Under Syria’s former ruler, Bashar Assad, the Druze largely avoided open rebellion while also resisting deeper integration with the regime. Many served in the Syrian army, but local militias maintained a degree of independence, often policing their own areas, including Sweida, the heartland of the Druze community.
That uneasy equilibrium has been tested in recent months as Syria’s new government, led by President Ahmad al-Sharaa, has moved to rein in the complex web of armed groups left over from the civil war. But it reached a boiling point this week when deadly clashes erupted in Sweida between Druze fighters and Bedouin tribespeople. That soon pulled in government forces, who were dispatched to quell the violence but began clashing with Druze gunmen distrustful of Syria’s new rulers.
More than 500 people have been killed amid the unrest, according to the Syrian Observatory for Human Rights, a war monitor based in Britain.
The crisis has also drawn in Israel, which has pledged to protect the group despite the wishes of many Syrian Druze.
In Israel, the violence prompted domestic unrest among members of the country’s own small but influential Druze community, who held protests, blocked roads and in some cases forced their way into Syria. The Israeli military responded by striking the heart of Damascus, the Syrian capital, but for many Syrian Druze, those attacks have only deepened their isolation from the country’s fledgling government.
“The Druze right now are between a rock and a hard place,” said Reda Mansour, an Israeli Druze historian and professor at Reichman University in Tel Aviv, Israel.
For now, a fragile ceasefire appears to be holding. But the conflict has reopened deeper wounds and recalled persecution that stretches back centuries to the Ottoman Empire and the Arab nationalist regimes of the 20th century. In the 1950s, a brutal campaign by President Adib Shishakli of Syria left hundreds of Druze dead and their towns shelled. That trauma shaped a doctrine of self-reliance that still informs Druze militancy in Syria.
“If we were to classify Middle Eastern societies, there are farmers and the shepherds, and there are those who trade, and those who fight — the Druze are fighters,” Azzam said. “This is part of the mystery about them.”
Beyond Syria, the Druze have carved out roles in other countries: asserting influence in some places and pledging loyalty in others.
In Lebanon, where they make up about 5% of the population, powerful Druze families have long acted as power brokers, balancing alliances with Christian, Sunni and Shiite factions through wars and crises.
In Israel and the Israeli-controlled Golan Heights, where the Druze number around 145,000 in total, the community occupies a unique space.
Unlike other Arab minorities, Druze men are conscripted into the Israeli military, and many serve in high-ranking military or political positions.
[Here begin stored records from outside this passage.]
PR #2366, opened 2021-02-02
Expose validation specific host function.

cheme:
This PR is required for https://github.com/paritytech/cumulus/pull/295

It exposes a runtime interface 'Validation'. It only contains a function 'validation_code' that return the wasm code use in a validation context.

This is use in https://github.com/paritytech/cumulus/pull/295 to insert the validation code in place of the runtime code in proof (note that this only work with cumulus because currently cumulus uses the same wasm for validation and runtime).


parachain/src/wasm_executor/validation_host.rs
```diff
@@ -169,22 +203,30 @@ pub fn run_worker(mem_id: &str) -> Result<(), String> {
...
-			let mut slice = memory.wlock_as_slice(0)
-				.map_err(|e| format!("Error locking shared memory: {:?}", e))?;
-
 			let result = {
-				let data: &mut[u8] = &mut **slice;
-				let (header_buf, rest) = data.split_at_mut(1024);
+				// Locking as read only to allow access to code memory from
+				// host validation extension.
+				// Note that this only work if two process are communicating only.
+				// Would be racy otherwhise.
```
cheme, line 210: I am unsure of this assertion: I did switch the lock to read to be able to acces the wasm slice directly, but this would be racy if the shared memory is consumed by multiple client.
CC\ @arkpar

bkchr: I don't understand why you are doing all this, when we read the code anyway.

cheme: The code is passed as a slice and the validation host function uses an extension which require 'static lifetime, so I cannot use a slice in it.

bkchr: I think it is better to clone than doing the magic here.

cheme: I can also try  to access it with 'let validation_code = runtime_api_request( ctx, descriptor.relay_parent, RuntimeApiRequest::ValidationCode( descriptor.para_id, assumption, code_tx, ), code_rx, ).await?;', not sure it if it is accessible.

arkpar: Multiple parallel validation are supported, but each process is run in a separate instance of `ValidationHost`. So aliasing code memory slice should be safe.

cheme:
Closing, I am reverting cumulus PR to only compact proof (I remove the value skip to keep thing simple, so no need for this pr).

cheme:
This branch and cumulus pre refactor https://github.com/paritytech/cumulus/tree/d300493f36150011437fe4e65b5eb25453eb6d85 and trie https://github.com/paritytech/trie/pull/126 .
Could probably be a start in https://github.com/paritytech/polkadot/issues/3310 .

Here the point was to avoid the runtime code in pov, which was done by removing from proof and allowing access from validation function (current).
For 3310, the validation code from inherent would replace the one here (current become next).

PR #3346, opened 2021-06-22
Do not allow any crowdloan contributions during the VRF period

shawntabrizi:
After the ending period of an auction, there is a delay needed to select the random block used to win the auction.

During this time, a crowdloan could receive contributions which would not help win the auction whatsoever.

Because we cannot identify which crowdloans would win a current auction, we must stop all crowdloans from accepting contributions during this VRF delay period.

This PR refactors the way that the Auction pallet and the `Auctioneer` trait reports the status of an auction, making it easy to detect these scenarios, and improving the overall code structure and readability.

This PR also repairs a small bug where the `EndingsCount` was being incremented multiple times per auction. No harm done here, but this is a proper fix for that behavior.

### DIFF
--- a/runtime/common/src/auctions.rs
+++ b/runtime/common/src/auctions.rs
@@ -27,7 +27,7 @@ use frame_support::{
 };
 use primitives::v1::Id as ParaId;
 use crate::slot_range::SlotRange;
-use crate::traits::{Leaser, LeaseError, Auctioneer, Registrar};
+use crate::traits::{Leaser, LeaseError, Auctioneer, Registrar, AuctionStatus};
 use parity_scale_codec::Decode;
 pub use pallet::*;
 
@@ -201,7 +201,7 @@ pub mod pallet {
 			// If the current auction was in its ending period last block, then ensure that the (sub-)range
 			// winner information is duplicated from the previous block in case no bids happened in the
 			// last block.
-			if let Some((offset, _sub_sample)) = Self::is_ending(n) {
+			if let AuctionStatus::EndingPeriod(offset, _sub_sample) = Self::auction_status(n) {
 				weight = weight.saturating_add(T::DbWeight::get().reads(1));
 				if !Winning::<T>::contains_key(&offset) {
 					weight = weight.saturating_add(T::DbWeight::get().writes(1));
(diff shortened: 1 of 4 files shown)


runtime/common/src/traits.rs
```diff
@@ -137,6 +137,47 @@ pub trait Leaser {
...
+	/// An auction has not started yet.
+	NotStarted,
+	/// We are in the opening period of the auction, collecting initial bids.
+	OpeningPeriod,
+	/// We are in the ending period of the auction, where we are taking snapshots of the winning
+	/// bids. This state supports "sampling", where we may only take a snapshot every N blocks.
+	/// In this case, the first number is the current sample number, and the second number
+	/// is the sub-sample. i.e. for sampling every 20 blocks, the 25th block in the ending period
+	/// will be `EndingPeriod(1, 5)`.
+	EndingPeriod(BlockNumber, BlockNumber),
```
emostov, line 152: nit: Just for symetry sake you could stick to opening/closing or starting/ending

shawntabrizi: yup, agreed

runtime/common/src/auctions.rs
```diff
@@ -201,7 +201,7 @@ pub mod pallet {
 			// If the current auction was in its ending period last block, then ensure that the (sub-)range
 			// winner information is duplicated from the previous block in case no bids happened in the
 			// last block.
```
emostov, line 203: Wouldn't it be in case no bids happen in this bock, not the last one?

emostov:
LGTM - the changes are a nice QoL improvement

emostov (approved):

runtime/common/src/auctions.rs
shawntabrizi: This is `on_initialize`, so when this function runs, there would be no transactions

emostov: Yup, that totally makes sense. My hang up then is just on 

> in case no bids happened in the last block.

In the ending period don't we always want to initialize the wining data for the block based on the last block, regardless of if any bids happened? 

(btw, not really concerned with changing the comment, just want to make sure I understand the system :))

shawntabrizi: The ending period has multiple samples and sub-samples (as you might see in some of the changes we made).

When entering a new sample, if there is not any data, we want to backfill it, but within a subsample, if there is already data, we want to update it.

I believe that is what the logic is doing here. We dont want to over-write any data, but we do want to propogate data when it does not exist.

Sample is not always 1:1 with block

gavofyork (approved):

runtime/common/src/crowdloan.rs
```diff
@@ -855,6 +863,12 @@ mod tests {
 	fn bids() -> Vec<BidPlaced> {
 		BIDS_PLACED.with(|p| p.borrow().clone())
 	}
+	fn vrf_delay() -> u64 {
```
kianenigma, line 866: unfortunately no one ever uses them 😁 but I added some pretty convenient ways to create all of these thread local stuff with `parameter_types!` with getter and setters https://crates.parity.io/frame_support/macro.parameter_types.html

runtime/common/src/auctions.rs
```diff
@@ -410,21 +400,24 @@ impl<T: Config> Pallet<T> {
...
+			AuctionStatus::EndingPeriod(o, _) => o,
+			AuctionStatus::VrfDelay(_) => return Err(Error::<T>::AuctionEnded.into()),
+		};
 
 		// Our range.
 		let range = SlotRange::new_bounded(first_lease_period, first_slot, last_slot)?;
 		// Range as an array index.
 		let range_index = range as u8 as usize;
-		let is_ending = Self::is_ending(frame_system::Pallet::<T>::block_number());
 		// The offset into the ending samples of the auction.
```
kianenigma, line 419:
```suggestion
```

runtime/common/src/auctions.rs
```diff
@@ -410,21 +400,24 @@ impl<T: Config> Pallet<T> {
...
-		// We need to check that the auction isn't in the period where it has definitely ended, but yeah we keep the
-		// info around because we haven't yet decided *exactly* when in the `EndingPeriod` that it ended.
-		let now = frame_system::Pallet::<T>::block_number();
-		ensure!(now < late_end, Error::<T>::AuctionEnded);
+		let (first_lease_period, _) = AuctionInfo::<T>::get().ok_or(Error::<T>::NotAuction)?;
+
+		// Get the auction status and the current sample block. For the starting period, the sample
+		// block is zero.
+		let auction_status = Self::auction_status(frame_system::Pallet::<T>::block_number());
+		let offset = match auction_status {
```
kianenigma, line 408:
```suggestion
		// The offset into the ending samples of the auction.
		let offset = match auction_status {
```

kianenigma (approved):
Looks good to me!

andresilva (approved):

runtime/common/src/crowdloan.rs
shawntabrizi: Actually i do normally use it, but copy paste from local code is faster than looking up the syntax lol

runtime/common/src/auctions.rs
```diff
@@ -316,16 +304,28 @@ impl<T: Config> Auctioneer for Pallet<T> {
...
+
+		let after_early_end = match now.checked_sub(&early_end) {
+			Some(after_early_end) => after_early_end,
+			None => return AuctionStatus::StartingPeriod,
+		};
+
+		let ending_period = T::EndingPeriod::get();
+		if after_early_end < ending_period {
+			let sample_length = T::SampleLength::get();
+			let sample = after_early_end / sample_length;
```
shawntabrizi, line 322:
```suggestion
			let sample = after_early_end / sample_length.max(1);
```

shawntabrizi:
bot merge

Despite that, Druze citizens have expressed frustration over unequal treatment and a 2018 law that undermined their standing as full citizens.
“The Druze formula has been that whatever country you are in, you have to be the most patriotic community to survive,” Mansour said.
That approach has served the Druze for centuries — but in Sweida, its limits have been laid bare.
On Thursday, many residents emerged after hunkering down in their homes for days. They found a scene of carnage, with gutted shop fronts, rubble-strewed streets and still-smoldering tanks. Hundreds of miles away, Azzam was absorbing the loss of his aunt to the bloodshed and reckoning with what the future holds.
“I am not optimistic, but I am also not pessimistic,” he said. “Today is a raw day, and my feelings are also raw.”